INPUT DATA Block Start

Issue #9963, opened 2025-08-03
Webtoons.com Display webtoon chapter number in the total Chs number as before


Qwerty0uiop:
### Source name

Webtoons.Com

### Source language

English

### Describe your suggested feature

The previous Versions of the webtoons. Com extension was really specific and accurately displayed the chapter number & the specific Ch number in the total Chs numbers as before.

As example, the really nice previous versions of the extension Displayed the chapter as : 

Episode 345 Ch. 353

We want this back again

The current one only display it just like that:
Episode 345.

### Acknowledgements

- [x] I have searched the existing issues and this is a new ticket, **NOT** a duplicate or related to another open or closed issue.
- [x] I have written a short but informative title.
- [x] If this is an issue with the app itself, I should be opening an issue in the [app repository](https://github.com/mihonapp/mihon/issues/new/choose).
- [x] I have updated the app to version **[0.15.3](https://github.com/mihonapp/mihon/releases/latest)**.
- [x] I will fill out all of the requested information in this form.

### 

---

Add a :+1: [reaction] to [issues you find important].

[reaction]: https://github.blog/2016-03-10-add-reactions-to-pull-requests-issues-and-comments/
[issues you find important]: https://github.com/keiyoushi/extensions-source/issues?q=is%3Aissue+is%3Aopen+sort%3Areactions-%2B1-desc

AwkwardPeak7:
you can change it to display the chapter number instead of chapter title: in manga page > filters (three lines top right) > display > chapter number

the previous version of extension used to just display the chapter index along with number in title, now extension tries to parse the actual chapter number in title

previously:
```
"episode 12.1 ch. 13" -> 13
"episode 12 ch. 12" -> 12
```

now:
```
"episode 12.1" -> 12.1
"episode 12" -> 12
```

Qwerty0uiop:
> you can change it to display the chapter number instead of chapter title: in manga page > filters (three lines top right) > display > chapter number
> 
> the previous version of extension used to just display the chapter index along with number in title, now extension tries to parse the actual chapter number in title
> 
> previously:
> 
> ```
> "episode 12.1 ch. 13" -> 13
> "episode 12 ch. 12" -> 12
> ```
> 
> now:
> 
> ```
> "episode 12.1" -> 12.1
> "episode 12" -> 12
> ```

You are talking now about the mihon app itself, with this method, too. It doesn't make what i meant.

The method will show only The numbers without the title name.

[...]

PR #10451, opened 2025-09-08
Webtoons: Simplify chapter numbering to fix multilingual issues

Nyantad:
Replaced complex regex-based episode parsing with simple sequential numbering to resolve inconsistencies across different languages and improve maintainability.

Checklist:


AwkwardPeak7:
Can you provide any unresolved issues with the current implementation? I know it is a complex implementation, but I tried to address most issues raised for it.

The main issue with the sequential index is that it doesn't take into account extra chapters, which means they end up with an incorrect chapter number and any later chapter labelled 53 may have an index of 59.

Nyantad:
The main issue this pull request aims to solve is the one from #9963. The current regex-based implementation is not compatible with other languages.

For example, in French, chapter titles are formatted like [Saison 3] Ep. 235, which the current regex fails to parse. Supporting every language would require an overly complex and unmaintainable regex that would likely break with any future changes from Webtoons.

You are correct about the main drawback of my approach: the sequential index won't always match the displayed episode number, especially when there are extra chapters. This is a trade-off I made intentionally.

I believe that having a simple, reliable, and language-agnostic numbering system is a better long-term solution than a complex one that only works for a subset of languages and is hard to maintain. And also it break consistency for the old chapter downloaded.

Qwerty0uiop:
As @Nyantad mentioned, if you keep previously some old downloaded chapters, and you keeping track of the chapter number in whole Chs Numbers.

it break the consistency for the old chapter downloaded.

We prefer the original & official index, the same as the original Source.

You can check it, too by the Site / webview.

As example,

- The best version of the webtoons extension was displaying the chapter as :

[Season 3] Ep. 233 Ch. 650

The same way The original Source display it.
The Index and the chapter in the whole Manhwa here is: Ch 650

After you update the extension after my issue, it didn't fix the problem yet

The chapter display now is:

[Season 3] Ep. 233 (ch. 648)

That is only what i observed, i don't know what else get missed up.

I know you already implemented the other two display options, the one with title, and the other  with numbers (including ch 1, 2, 3, - 3,1 3,2 3,3 - 4)

But we prefer the original one, be identical to the original Source.

You can implement this as default, and keep the other options for who might like them as display options. If you can make it so.

But we like to keep the consistency for all the new chapters with the old downloaded chapters, too.

Thanks, to all of you for you efforts & all your hard work.

src/all/webtoons/src/eu/kanade/tachiyomi/extension/all/webtoons/Webtoons.kt
```diff
@@ -279,84 +278,25 @@ open class Webtoons(
...
                     append(Parser.unescapeEntities(episode.episodeTitle, false))
-                    append(" (ch. ", numberFormatter.format(episode.chapterNumber), ")")
+                    append(" (ch. ", globalChapterNumber.toInt(), ")")
                     if (episode.hasBgm) {
                         append(" ♫")
                     }
                 }
                 date_upload = episode.exposureDateMillis
-                chapter_number = episode.chapterNumber
+                chapter_number = globalChapterNumber
```
FourTOne5: I don't care much about the display name but `chapter_number` should not be the index

Nyantad: Yeah, ideally chapter_number should be the official number, not just the index.

However, the core issue is that reliably extracting this "official" number is difficult due to inconsistencies in how Webtoons labels its chapters, especially across different seasons, special episodes, and languages.

For example, even in @AwkwardPeak7's current implementation, a chapter like [Season 3] Ep. 235 (Season 3 Finale) is parsed as chapter 650, because the logic only sums the main episode counts of the three seasons.

But the fundamental problem here is that the current implementation does not work for all languages, and creating one that does would be difficult to maintain. That's why I proposed changing it to use the sequential index for the total count of all chapters, including bonuses, mini-episodes, etc.

Nyantad:
The core problem remains: the current parser only works for English. We can fix it for French with a simple, one-word change to the original regex:

```diff
- """(?:(s(eason)?|part|vol(ume)?)\s*\.?\s*(\d+).*?)?(.*?(mini|bonus|special).*?)?(e(p(isode)?)?|ch(apter)?)\s*\.?\s*(\d+(\.\d+)?)"""
+ """(?:(s(eason)?|saison|part|vol(ume)?)\s*\.?\s*(\d+).*?)?(.*?(mini|bonus|special).*?)?(e(p(isode)?)?|ch(apter)?)\s*\.?\s*(\d+(\.\d+)?)"""
```
This doesn't fix it for other languages, but would solve the problem for French users.

Nyantad:
Okay, I've updated the PR with a compromise.

I've kept the original parser and added the fix for French. My sequential numbering logic is now included as a new user-selectable option.

This gives us accurate parsing by default for english and french, with a simple fallback for those who prefer or need it.

src/all/webtoons/src/eu/kanade/tachiyomi/extension/all/webtoons/Webtoons.kt
```diff
@@ -431,6 +432,13 @@ open class Webtoons(
             summary = "Enable to load images in maximum quality."
             setDefaultValue(false)
         }.also(screen::addPreference)
+
+        SwitchPreferenceCompat(screen.context).apply {
+            key = USE_SEQUENTIAL_NUMBERING_KEY
+            title = "Use sequential chapter numbering"
+            summary = "Enable to use sequential numbering instead of official episode numbers. Useful for multilingual support."
```
AwkwardPeak7:
```suggestion
            summary = "Enable to use sequential numbering instead of official episode numbers."
```

AwkwardPeak7 (approved):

INPUT DATA Block End

§ THE PROBLEM
In how many lines of the records does the word "also" appear? Reply with the number only.

§ RESPONSE TO THIS EXERCISE
2